■ What you have to do ■
Below are the records. Gather each line that holds "hexdigest".

■ Data shown ■
PR #906, opened 2026-06-17
analyze: optimize case_index encoding, persist model bytes for fast re-run, add --debug locator, and fix Pad/Gemm rule conflicts

fangyangci:
## Summary

This PR groups four related improvements to the `analyze` runtime-checker pipeline: a more compact and efficient `case_index` encoding, durable persistence of model bytes for fast re-runs, a new `--debug` locator that maps models/nodes/rules back to `case_index` values, and fixes for the Pad and MatMul+Add (Gemm) rule conflicts. It also pins `pyarrow`/`pandas` to keep generated parquet rule artifacts deterministic.

## 1. `case_index` encoding optimization

Introduces a compact 4-character key prefix so that lookups into / writes from `case_index` are faster and self-describing.

- New codec `analyze/utils/avalizble_ep_device_ops/case_index_key_codec.py`:
  - **char 1** -> EP/device (1 char)
  - **chars 2-3** -> op / pattern + opset version (2 chars)
  - **char 4** -> is-QDQ flag (`0`/`1`)
- Backed by two mapping files: `avaliable_providers.json` (EP/device -> 1-char key) and `available_ops_all.json` (op/pattern + version -> 2-char key).
- `encode_file_name_to_4char_key()` and `decode_4char_key_to_folder_and_file_name()` provide a stable round-trip between rule file names and the 4-char prefix.
- Mapping indexes are built once and cached globally, with validation for the allowed alphabet, key length, and duplicate-key detection so collisions fail fast.

## 2. Persist model bytes in `op_check_result` for fast re-run

Every persisted case now carries its serialized model so it can be replayed without regeneration.

- `pattern/op_input_gen/op_input_gen.py`: serialize the model and store `model_bytes_b64` in `final_tags` by default for every case (previously only populated in `dry_run`). This makes any stored `op_check_result` directly re-runnable.
- `dry_run` placeholder result now reports `success=False` / `not_run` so dry-run rows are not mistaken for real passes.
- `normalize_constraint_dict` keeps the constructed numpy array instead of converting to a list, preserving dtype/shape fidelity.
- Pinned `pyarrow==23.0.1` and `pandas==2.3.3` (and `result_processor` now sorts condition columns) so generated parquet artifacts are byte-stable across runs/machines and avoid spurious diffs.

## 3. `analyze --debug`: directional `case_index` locator

Adds a `--debug` mode that uses the debug parquet artifacts in `rules_debug` (which carry `case_indices`) to locate `case_index` values from the model / node / rule direction.

- New `--debug` flag on the `analyze` command. It requires `WINMLCLI_RULES_DIR_FOR_DEBUG` to point at a `rules_debug` directory containing `*/*.parquet`; clear diagnostics are emitted when it is missing or misconfigured.
- Produces a runtime debug summary grouped by support level (`supported` / `partial` / `unsupported`) and `node_stable_key`, each entry carrying `case_indices`, `table_path`, and `table_file`.
- Writes `<model>.analyze.<EP>.<DEVICE>.debug.json` next to the model file.
- New typed payloads: `RuntimeDebugDetails` / `RuntimeDebugStep` (in `models/runtime_checks.py`) and `RuntimeDebugSummaryEntry` plus the `runtime_debug_details_summary` field on `EPSupport` (in `models/output.py`).
- `rule_loader.py`: new `WINMLCLI_RULES_DIR_FOR_DEBUG` env var and `get_runtime_rules_debug_search_dirs()`; `resolve_rule_parquet_path()` now resolves from `<EP>_<DEVICE>/` subdirs, supports `for_debug`, and returns `None` when not found instead of a guessed path.
- The offline rule generator (`result_processor` CLI) gains `--debug` / `--rules-debug-dir` / `--rules-debug-json-dir` and aggregates `case_indices` into the debug artifacts.

## 4. Fix Pad and MatMul+Add (Gemm) rule conflicts

Both fixes add finite, derived properties so previously-conflicting rule rows become distinguishable.

- `pattern/op_input_gen/pad_input_generator.py`: re-enable the `pads_is_symmetric` finite property and add an asymmetric-padding sample case for branch coverage -- resolves the Pad rule conflict.
- `pattern/gemm_patterns.py`: add the `C_is_value_constraint` finite property to distinguish a fixed-value bias constraint from a shape-only constraint -- resolves the MatMul+Add (Gemm) pattern conflict.

## Testing

Extensive unit-test additions and updates across the analyze pipeline, including `test_analyzer.py`, `test_check_ops.py`, `test_rule_loader.py`, `test_static_analyzer_cli.py`, `test_runtime_checker_query_parquet.py`, `test_result_processor_per_op.py`, and `test_has_rule_data.py`.

### DIFF
--- a/src/winml/modelkit/analyze/runtime_checker/result_processor.py
+++ b/src/winml/modelkit/analyze/runtime_checker/result_processor.py
@@ -682,6 +682,7 @@ def _deduplicate_rule_rows(
     output_cols: list[str],
     compare_output_cols: list[str] | None = None,
     case_index_col: str = "case_index",
+    aggregate_case_indices: bool = False,
 ) -> tuple[pd.DataFrame, pd.DataFrame | None]:
     """Deduplicate rows by condition columns and detect conflicts.
 
@@ -723,6 +724,18 @@ def _deduplicate_rule_rows(
             continue
 
         row = group_df.iloc[0].copy()
+        if aggregate_case_indices and case_index_col in group_df.columns:
+            case_indices: list[Any] = []
+            for case_index_value in group_df[case_index_col].tolist():
+                if case_index_value is None:
+                    continue
+                if isinstance(case_index_value, float) and pd.isna(case_index_value):
+                    continue
+                case_indices.append(case_index_value)
+
+            # Keep deterministic order so generated artifacts are stable.
+            row["case_indices"] = tuple(sorted(set(case_indices), key=lambda value: str(value)))
+
         row["rule_row_count"] = len(group_df)
         dedup_rows.append(row)
 
@@ -783,6 +796,26 @@ if __name__ == "__main__":
         ),
     )
     parser.add_argument(
+        "--debug",
+        action="store_true",
+        help=(
+            "Generate debug rule artifacts that include case_indices, "
+            "written to --rules-debug-dir and --rules-debug-json-dir."
+        ),
+    )
+    parser.add_argument(
+        "--rules-debug-dir",
+        type=str,
+        default=None,
+        help="Directory where debug parquet rule files are written.",
+    )
+    parser.add_argument(
+        "--rules-debug-json-dir",
+        type=str,
+        default=None,
+        help="Directory where debug JSON rule files are written.",
+    )
+    parser.add_argument(
         "--domains",
         type=str,
         default="ai.onnx,com.microsoft",
@@ -817,6 +850,21 @@ if __name__ == "__main__":
     parquet_dir = Path(args.rules_dir) if args.rules_dir else get_runtime_rules_search_dirs()[0]
     parquet_dir.mkdir(parents=True, exist_ok=True)
 
+    debug_parquet_dir: Path | None = None
+    debug_output_dir: Path | None = None
+    if args.debug:
+        if not args.rules_debug_dir:
+            print("--rules-debug-dir is required when --debug is enabled")
+            sys.exit(1)
+        if not args.rules_debug_json_dir:
+            print("--rules-debug-json-dir is required when --debug is enabled")
+            sys.exit(1)
+
+        debug_parquet_dir = Path(args.rules_debug_dir)
+        debug_output_dir = Path(args.rules_debug_json_dir)
+        debug_parquet_dir.mkdir(parents=True, exist_ok=True)
+        debug_output_dir.mkdir(parents=True, exist_ok=True)
+
     qdq_generator = None
     processed = 0
     skipped = 0
@@ -824,6 +872,7 @@ if __name__ == "__main__":
 
     output_cols = ["compile_run_success"]
     compare_output_cols = ["compile_run_success"]
+    debug_output_cols = ["compile_run_success", "case_indices"]
     internal_cols = ["has_not_run_placeholder_reason", "compile_reason", "run_reason"]
 
     for json_file in sorted(json_files):
@@ -896,12 +945,16 @@ if __name__ == "__main__":
                 for c in rule_df.columns
                 if c not in output_cols and c not in infinite_properties and c != "case_index"
             ]
+            # Keep artifact schema stable across runs/machines regardless of
+            # intermediate dict/set insertion ordering.
+            condition_cols = sorted(condition_cols)
 
             dedup_df, conflict_df = _deduplicate_rule_rows(
                 rule_df,
                 condition_cols,
                 output_cols,
                 compare_output_cols=compare_output_cols,
+                aggregate_case_indices=args.debug,
             )
 
             if conflict_df is not None and not conflict_df.empty:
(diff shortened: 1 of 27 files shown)


src/winml/modelkit/commands/analyze.py
```diff
@@ -628,6 +611,93 @@ def _ep_name_device_display_name(ep_name: str, device_name: str) -> str:
...
+        result_device = str(ep_result.get("device_type") or "").upper()
+        if result_device and result_device != target_device:
+            continue
+
+        return _normalize_runtime_debug_summary_payload(
+            ep_result.get("runtime_debug_details_summary")
+        )
+
+    # Fallback: first available runtime_debug_details_summary in this run.
+    for ep_result in raw_results:
```
DingmaomaoBJTU, line 697: Bug: fallback returns debug data from wrong EP in multi-EP runs. The fallback loop (lines 684-690) has no EP name filter, so it returns the first result dict that has a runtime_debug_details_summary key regardless of which EP it belongs to. If the primary exact-match loop finds no match (e.g. because device_type is empty in the result), the debug JSON written for ep_name/target_device could silently contain data from a different EP. Add an EP name guard: if ep_result.get('ep_type') != ep_name: continue.

src/winml/modelkit/analyze/utils/op_utils.py
```diff
@@ -134,9 +135,21 @@ def _is_empty_top_level(value: Any) -> bool:
...
-    """Return a stable hash value for a case signature."""
-    return hashlib.sha256(signature.encode("utf-8")).hexdigest()
+def _hash_case_signature(signature: str) -> str:
+    """Return a stable 32-char hash value for case content."""
+    return hashlib.md5(signature.encode("utf-8"), usedforsecurity=False).hexdigest()
+
+
+def _compute_case_index_with_namespace_key(case: dict, *, namespace_key: str) -> str:
+    """Compute unified 36-char case_index using 4-char namespace key + 32-char md5."""
+    signature = compute_case_signature(case, namespace="")
```
DingmaomaoBJTU, line 145: Warning: silent backward-compatibility break for existing delta/filter files. The case_index format changed from 32-char SHA-256(namespace+content) to 4-char-codec-key+32-char-MD5(content, namespace=''). Stored filter files with old 32-char SHA-256 case_index values will never match the new 36-char keys, so every previously-filtered case will silently re-run with no warning. Consider documenting this as a breaking change, emitting a warning when all filter indices appear to be in the old format, or bumping a format version in the result JSON.

src/winml/modelkit/analyze/runtime_checker/result_processor.py
```diff
@@ -964,6 +1041,11 @@ def _encode_condition_columns_for_parquet(
         f"output_dir={output_dir}"
     )
     print(f"Parquet rule files written to: {parquet_dir}")
+    if args.debug:
+        assert debug_output_dir is not None
```
DingmaomaoBJTU: Warning: assert used as a runtime guard, disabled by python -O. assert debug_output_dir is not None is elided when Python runs optimized, after which debug_output_dir would be None and a subsequent write would crash with an AttributeError. Since this code is only reached when args.debug is True and the vars are already guaranteed non-None by the earlier validation block, the simplest fix is to remove both assertions. If you want an explicit invariant, use if debug_output_dir is None: raise RuntimeError(...) instead.

src/winml/modelkit/pattern/op_input_gen/op_input_gen.py
```diff
@@ -236,7 +236,7 @@ def normalize_constraint_dict(c: dict) -> dict:
     if "same_value" in c and "same_value_shape" in c:
         normalized = {k: v for k, v in c.items() if k not in ("same_value", "same_value_shape")}
         dtype = np.dtype(c["dtype"]) if "dtype" in c else None
-        normalized["value"] = np.full(c["same_value_shape"], c["same_value"], dtype=dtype).tolist()
+        normalized["value"] = np.full(c["same_value_shape"], c["same_value"], dtype=dtype)
```
DingmaomaoBJTU, line 242: Warning: drops .tolist() so return type changes from list to np.ndarray. The two call sites in result_processor.py are safe because encode_rule_condition_value_for_parquet and _safe_dump both handle ndarrays. However, the public contract of normalize_constraint_dict is now inconsistent (callers get different types depending on which keys are present), and any future caller that passes the dict to json.dumps without a custom handler will get a TypeError. Restore .tolist() to preserve the original list contract, or document that value may be ndarray.

src/winml/modelkit/analyze/utils/avalizble_ep_device_ops/case_index_key_codec.py
```diff
@@ -0,0 +1,273 @@
...
+    The mapping files are fixed and shipped alongside this module; the result is
+    parsed once per process and reused on every call.
+    """
+    providers_path, ops_path = _default_mapping_paths()
+    return _compute_indexes(str(providers_path), str(ops_path))
+
+
+def encode_file_name_to_4char_key(file_name: str) -> str:
+    """Encode a rule file name into its 4-char case_index key prefix."""
+    (
```
DingmaomaoBJTU, line 200: Info: the new codec module has no unit tests. encode_file_name_to_4char_key and decode_4char_key_to_folder_and_file_name are now critical primitives baked into every case_index written to disk, but there are no tests for encode/decode roundtrip correctness, KeyError on unknown EP/device, ValueError on malformed file names, or empty mappings in the JSON data files. A regression here would silently invalidate all case_index values and break delta/rerun mode without any obvious failure.

src/winml/modelkit/pattern/op_input_gen/pad_input_generator.py
```diff
@@ -138,10 +144,8 @@ def derive_properties(self, properties: dict[str, Any]) -> dict[str, Any]:
 
         # need for NVidia TRT RTX execution provider tests
         item["pads_all_zeros"] = bool(np.all(pads_array == 0))
-        # item["pads_is_symmetric"] = bool(
-        #     np.array_equal(pads_array[: len(pads_array) // 2],
-        #                    pads_array[len(pads_array) // 2 :])
-        # )
+        half = len(pads_array) // 2
+        item["pads_is_symmetric"] = bool(np.array_equal(pads_array[:half], pads_array[half:]))
```
DingmaomaoBJTU, line 148: Info: pads_is_symmetric was previously commented out with no explanation; re-enabling it changes the set of condition columns in existing parquet files. Any parquet rule files generated while the property was absent will not have a pads_is_symmetric column; lookups that now emit it as a condition may silently miss all rows. Consider regenerating affected parquet files and documenting this in the PR description.

src/winml/modelkit/commands/analyze.py
fangyangci: Deferring this intentionally. The EP/device selection and the debug-summary EP matching will be reworked together in a follow-up that unifies EP/device handling, and the explicit EP-name guard in the fallback loop will be added as part of that change. In the current code each `analyze()` call yields exactly one EP result, so the fallback does not misattribute debug data in practice today. Tracking the guard in the unified EP/device change.

src/winml/modelkit/analyze/utils/op_utils.py
fangyangci: By design — we intentionally do not support the old case_index format. All rule and result artifacts have been regenerated against the new format, and the legacy `case_index_ignore_ep_device` field is actively stripped on write (`_set_case_index_signatures` in op_utils.py, asserted gone by tests in test_check_ops.py). Old-format filter files are never mixed with the new artifacts, so we are deliberately not adding backward-compat detection or a format version. Old-version content is removed rather than supported.

src/winml/modelkit/analyze/runtime_checker/result_processor.py
fangyangci: Fixed. Removed both asserts: the values are already guaranteed non-None by the `args.debug` validation block above, and as you noted they would be elided under `python -O`. Replaced with a comment documenting the invariant.

src/winml/modelkit/pattern/op_input_gen/op_input_gen.py
fangyangci: We intentionally keep the ndarray and must NOT restore `.tolist()`. `.tolist()` coerces numpy scalars to Python types (e.g. numpy `bool_` -> `bool`), which loses the original dtype and breaks faithful restoration of the input value — restoring it would reintroduce that bug. The current call sites handle ndarrays correctly, and we have added an inline comment explaining why `.tolist()` must not be used (and updated the docstring wording from "list" to "array").

src/winml/modelkit/analyze/utils/avalizble_ep_device_ops/case_index_key_codec.py
fangyangci: Coverage exists. encode/decode round-trip over the real rule corpus is tested in test_rule_loader.py (asserts folder/file reconstruction), and the 36-char case_index format (4-char key + first-char-differs-by-EP/device, remaining 35 equal) is tested in test_check_ops.py. We additionally validated encode/decode against all 1782 real op_check_result file names with zero mismatches. The critical round-trip path is covered; dedicated error-path cases can be added later.

src/winml/modelkit/pattern/op_input_gen/pad_input_generator.py
fangyangci: All affected parquet rule files have been regenerated with the `pads_is_symmetric` condition column present, so there is no stale-column / missed-row scenario. The property is now live (the previously commented-out code is replaced) and is covered by the per-op and QDQ tests.

DingmaomaoBJTU (approved):
All review comments have been addressed — the assert fix lands in this PR, the intentional ndarray/format decisions are well-reasoned, the deferred EP-fallback guard is tracked for a follow-up, and parquet artifacts have been regenerated. LGTM.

■ Response area ■
-    return hashlib.sha256(signature.encode("utf-8")).hexdigest()
+    return hashlib.md5(signature.encode("utf-8"), usedforsecurity=False).hexdigest()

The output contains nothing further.